Tennr、音声AIで患者紹介業務を自動化
2026年3月2日 (月)
- •Tennrが音声AIを統合し、日常的な診療電話や保険確認の自動化を実現
- •独自のRaeLMモデルを活用し、150の組織で月間1000万件の医療文書を処理
- •シリーズCで1億100万ドルを調達し、新たな経営陣のもとで事業規模を拡大
医療現場の「ブラックホール」とも称される、煩雑で断片的な患者紹介プロセスの解消にTennrが乗り出した。これまで、かかりつけ医と専門医の間で交わされる文書のやり取りは、多くの事務的な停滞を引き起こす要因となっていた。同社はプラットフォームに自動音声機能を直接組み込むことで、こうしたボトルネックを根本から解消しようとしている。

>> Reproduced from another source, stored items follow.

PR #3041, opened 2021-01-20
feat: replace bootkube with Talos-managed control plane

smira:
Control plane components are running as static pods managed by the
kubelets.

Whole subsystem is managed via resources/controllers from os-runtime.

Many supporting changes/refactoring to enable new code paths.


internal/app/machined/pkg/controllers/k8s/control_plane_static_pod.go
```diff
@@ -0,0 +1,435 @@
...
+
+	//nolint: dupl
+	return r.Update(ctx, k8s.NewStaticPod(k8s.ControlPlaneNamespaceName, "kube-controller-manager", nil), func(r resource.Resource) error {
+		r.(*k8s.StaticPod).SetPod(&v1.Pod{
+			TypeMeta: metav1.TypeMeta{
+				APIVersion: "v1",
+				Kind:       "Pod",
+			},
+			ObjectMeta: metav1.ObjectMeta{
+				Name:      "kube-controller-manager",
```
Unix4ever, line 303: I remember that bootkube adds node name to the static pod name. I guess that's to avoid conflicts with non-static ones when they start.
Here I guess they always run as static pods, right?

internal/app/machined/pkg/controllers/k8s/control_plane_static_pod.go
```diff
@@ -0,0 +1,435 @@
...
+			return fmt.Errorf("error getting machine type: %w", err)
+		}
+
+		machineType := machineTypeRes.(*config.MachineType).MachineType()
+
+		if machineType != machine.TypeControlPlane && machineType != machine.TypeInit {
+			if err = ctrl.teardownAll(ctx, r); err != nil {
+				return fmt.Errorf("error destroying static pods: %w", err)
+			}
+		}
```
Unix4ever, line 90: Should this condition interrupt further loop execution?

smira: yep, it is missing `continue`, I believe I fixed in the recent push, but I need to recheck

smira:
image

smira:
image

andrewrynhard (approved):

PR #3042, opened 2021-01-21
refactor: update go-blockdevice and restructure disk interaction code

Unix4ever:
This refactoring is required to simplify the work to be done to support
disk encryption.

Tried to minimize amount of queries done by `blockdevice` `probe`
methods.
Instead, where we have `runtime.Runtime` we get all required blockdevices
there from blockdevice cache stored in `State().Machine().Disk()`.
This opens a way to store encryption settings in the `Partition`
objects.

### DIFF
--- a/cmd/installer/pkg/install/install.go
+++ b/cmd/installer/pkg/install/install.go
@@ -9,7 +9,7 @@ import (
 	"log"
 	"path/filepath"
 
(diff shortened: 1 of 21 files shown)


smira (approved):
lgtm, given that it passes full test suite ;)

smira (approved):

このシステムの中核を担うのが、医療分野に特化して設計された独自の視覚言語モデル「RaeLM」だ。乱雑なレイアウトの医療フォームに苦戦する一般的なモデルとは異なり、RaeLMは1億件を超える匿名化文書で学習されている。その結果、手書きの診療記録やファックス、複雑な保険書類の項目などを極めて高い精度で「読み取り」、即座に実用的なデジタルデータへと変換する能力を獲得した。
新たに導入された音声AI機能は、業務サイクルの完全自動化に向けた戦略的な一手といえる。単に不足している情報を特定するにとどまらず、システムが自律的に患者や保険会社へ電話をかけ、必要な情報を収集することが可能になった。同社のCEOを務めるトレイ・ホルターマン(Trey Holterman)は、音声技術の真の価値は既存のワークフローへの深い統合にあると指摘する。これにより、現場のスタッフは繰り返しの電話対応から解放され、より本質的な患者ケアに注力できるようになるのだ。